Affairs and jealousy - The green eyed monster
Most of us will experience feelings of jealousy in our relationship from time to time.
Some times we can laugh them off; other times they might cause us anxiety.
Mild feelings of jealousy can be a good thing - they often remind us not to take our partner for granted - but when jealousy becomes extreme or obsessive it can ruin a relationship.
But where does jealousy stem from? Often it's linked to something in your past which has left you with a sense of insecurity. If you're insecure about your relationship and very dependent on your partner then you're likely to be jealous; it's often worth exploring where your feelings of insecurity might come from and talking honestly to your partner about them.
There are as many reasons why people have affairs but usually an affair is a sign that something needs to change.
Having an affair isn’t always about sex - but they are always about a breach of trust between you and your partner. Trust is essential in any relationship, and it's something we often take for granted, so finding out your partner has had an affair is not only very upsetting, it's often a huge shock.

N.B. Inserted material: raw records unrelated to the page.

PR #2968, opened 2022-03-02
TabManager Cleanup

evancrow:
- Separated different TabManager sections into extensions so it's easier to read
- Remove duplicate functions
- Renamed some variables

### How was this tested?
- [ ] I tested this manually
- [ ] I added automated tests


Client/Frontend/Browser/Tabs/TabManager/TabManager+HelperFunctions.swift
```diff
@@ -0,0 +1,32 @@
+// Copyright 2022 Neeva Inc. All rights reserved.
+// Use of this source code is governed by a BSD-style license that can be
+// found in the LICENSE file.
+
+import Shared
+import Storage
+
+// Helper functions for test cases
+extension TabManager {
```
darinwf, line 9: nit: actually this file can be called `TabManager+TestSupport.swift` since that's all these functions are used for.

darinwf (approved):

PR #2972, opened 2022-03-03
Add Additional Logging to Cheatsheet (Funnel, Fallback)

EdwardJTL:
## Description

Add logging needed to support the data analysis we want to do

- Add logging to when cheatsheet content is shown
- Add logging to when the info view is shown
- Move logging empty view to listen to network request status to avoid false positive from SwiftUI
- Add logging to capture which query source is used

### How was this tested?
- [x] I tested this manually
- [ ] I added automated tests

### Manual test cases
Manually tested by observing proxyman snoops and triggering flows in simulator.
I have a url that will give an empty cheatsheet; macy also has it.


Client/Frontend/Overlay/Content/Cheatsheet/CheatsheetMenuViewModel.swift
```diff
@@ -112,4 +80,43 @@ public class CheatsheetMenuViewModel: ObservableObject {
             .assign(to: \.searchRichResultsError, on: self)
             .store(in: &subscriptions)
     }
+
+    class func isCheatsheetEmpty(
```
EdwardJTL, line 84: this is temporary. i will revisit this once we reorganize the cheatsheet code from `Tab` class.

macy-n (approved):

PR #2977, opened 2022-03-03
isolate web3 model showing wallet details

chassu:
This is a smaller change in attempt to prevent CardGrid() from getting drawn caused by Web3Model when a selectTab event happens.

### How was this tested?
- [x] I tested this manually
- [ ] I added automated tests

### Manual test cases
This shouldn't affect the wallet view at all and I've tested the wallet app runs successfully.


Client/Frontend/Browser/BrowserViewController.swift
```diff
@@ -54,6 +54,7 @@ class BrowserViewController: UIViewController, ModalPresenter {
     private(set) lazy var web3Model: Web3Model = {
         return Web3Model(server: self.server, presenter: self, tabManager: self.tabManager)
     }()
```
yozuysal, line 56: I would actually make web3Model own this just to keep things tidy.

Construct it during init() for web3Model and then in the above do bvc.web3Model. walletDetailsModel while injecting the environmentObject

yozuysal (approved):

yozuysal:
lgtm, but note that the test failure is a real one!

PR #2980, opened 2022-03-04
Fix incorrectly set version fields

darinwf:
Adds tool to read version. When all of the version fields are not set
to the same value, our scripts will break.


Scripts/get-version.sh
```diff
@@ -0,0 +1,9 @@
+#!/bin/sh
```
chung-lai, line 1: How does this script get used?

darinwf: I just added it as a convenience if you wanted to check the current version. Before I had been just running update-version.sh and aborting it, but that's a bit clunky.

chung-lai (approved):

PR #2982, opened 2022-03-04
Test Fixes

evancrow:
Fix issues with test after transitioning to the Overflow Menu from the Neeva Menu

### How was this tested?
- [ ] I tested this manually
- [ ] I added automated tests


evancrow:
Changed how the text was entered on the simulator since Paste & Go stopped working too. Now we just set the text of the TextField directly, a lot faster now though.

evancrow:
Paste & Go seems to be fine on real devices though

darinwf (approved):
LG, and thanks for working on this, but what's the issue w/ iPad? Why do those tests need to be disabled? Is there a path for re-enabling them?

evancrow:
I disabled tests for a couple reasons:

- `UIPasteboardExtensionsTests` and `URLEntry` were disabled for being flakey on CircleCI. I created issues for those if someone wants to spend time resolving the flakiness
- KeyboardShortcutTests were disabled on iPhone because iPhone doesn't support KeyboardShortcuts and it doesn't make sense to run them there

PR #2986, opened 2022-03-04
make pinned tabs and non-pinned tabs stay on separate rows

chassu:
Make sure that no pinned tabs and non-pinned tabs stay on the same row. Doing this as a starter to break tabs into sections and help support drag-n-drop for each sections.

### How was this tested?
- [ ] I tested this manually
- [ ] I added automated tests

### Manual test cases
Manually tested for now

Before:

After:


chassu:
I'm trying to add XCUI tests for this PR... but I haven't figured out a way to access a CardDetail in the CardGrid. I'm imagining if I can access CardDetails I can do something like:
```
CardDetail.press(forDuration: 1)
waitForExistence(app.buttons["Pin Tabs"], timeout: 3)
```

Also, is it possible to test a feature that is behind a flag?

darinwf:
Hmm... but this doesn't seem very ideal for the interim period before we have Ria's new design w/ sections. I don't quite follow why we would make this change.

chassu:
This also makes sure that none of the non-pinned tabs come before pinned tabs. With the logic from `PromoteCellsAfterIndex `, there is a chance that some non-pinned tabs come for a pinned tab. 

For example:
[pinned tab]
[pinned child tab, pinned child tab]
[non-pinned tab]

With the hole-filling logic it currently converts it to:
[pinned tab, non-pinned tab]
[pinned child tab, pinned child tab]

chassu:
From the tab groups doc: "Pinned tabs are moved to the pinned section of the card grid, at the top of the card grid before any non-pinned tabs."

chassu:
Also I think we've discussed this before the new pinned section UX was out, and you pointed out that we shouldn't want a non-pinned tab to come before a pinned tab.

darinwf:
Oh, 100%... pinned tabs should always be listed before non-pinned tabs. Agree we should fix that issue.

I just don't think we should add an unnecessary line-break between pinned and non-pinned tabs until we introduce the section concept.

chassu:
Here's an example of a corner case that I talked about earlier where a line break will still happen.

https://user-images.githubusercontent.com/87332917/157133272-6b2f4373-b677-413d-a73b-597d2ee54be4.mp4

Client/Frontend/Browser/Card/CardModels.swift
```diff
@@ -150,12 +149,18 @@ class TabCardModel: CardModel {
 
         // This functions performs lookahead and checks if there are tab/tab groups that can be inserted
         // in the current row before a new row gets inserted.
-        func PromoteCellsAfterIndex(_ row: inout Row, _ index: Int) {
+        func PromoteCellsAfterIndex(currDetail: TabCardDetails, _ row: inout Row, _ index: Int) {
```
darinwf, line 152: nit: I'd probably change the second and third parameters to be named (i.e., drop the `_`). Once you have a bunch of parameters, you start to really benefit from named parameters. The function name doesn't alone make it very clear what the parameters should be so probably wise to let them be named.

Client/Frontend/Browser/Card/CardModels.swift
```diff
@@ -150,12 +149,18 @@ class TabCardModel: CardModel {
...
             var didPromote = false
             var id = index
 
             while id < allDetailsFiltered.count && row.numTabsInRow < maxCols {
                 let details = allDetailsFiltered[id]
+
+                // don't promote non-pinned tabs if we're still in pinned section
+                if let tabGroup = tabGroupModel.allDetails.first(where: { $0.id == currDetail.rootID }), tabGroup.isPinned && !details.isPinned
```
darinwf, line 160: nit: looks like you should run swift-format.sh

Client/Frontend/Browser/Card/CardModels.swift
```diff
@@ -150,12 +149,18 @@ class TabCardModel: CardModel {
...
+                { return }
+                if currDetail.isPinned && !details.isPinned { return }
```
darinwf, line 162: nit: good practice to put return statements on a new line so it is easy to stick a breakpoint on a return statement :)

darinwf (commented):
This would be a very good scenario to add a unit test for.

chassu:
The unit test you're looking for is probably already in #3015. But that test should only pass after this PR is merged.

darinwf (approved):

PR #2990, opened 2022-03-04
Fix Cheatsheet Loading Animation

### LINKED ISSUE #2959: The NeevaScope animation often does not run for me
Tested using 1.29.3

I rarely see it. Almost never to be precise. It made me wonder if there might be a delay on the animation and that the network response is just coming in fast enough that the animation doesn't have a chance to run. But @EdwardJTL tells me that is probably not the case and that this is likely due to some other issue.

EdwardJTL:
I found out that in some cases, `FlowTimeline.playing` can be true when read in `viewDidAppear`. I am not sure why. But we can fix this by asking the timeline to reset first.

If you're the one who has had an affair then you'll need to work hard at reassuring your partner they can trust you again. If it's your partner who has had the affair you may feel insecure and jealous for a long time.
But as time passes and trust is restored you'll find yourself feeling more secure and confident about your relationship. No one can tell you how long it will take or how to rebuild your relationship, or even if you should try and work it out. At first it may feel that your relationship is over, but many relationships do survive affairs and end up being stronger over time.
An affair will nearly always bring about a change in a relationship - but it doesn't always spell the end.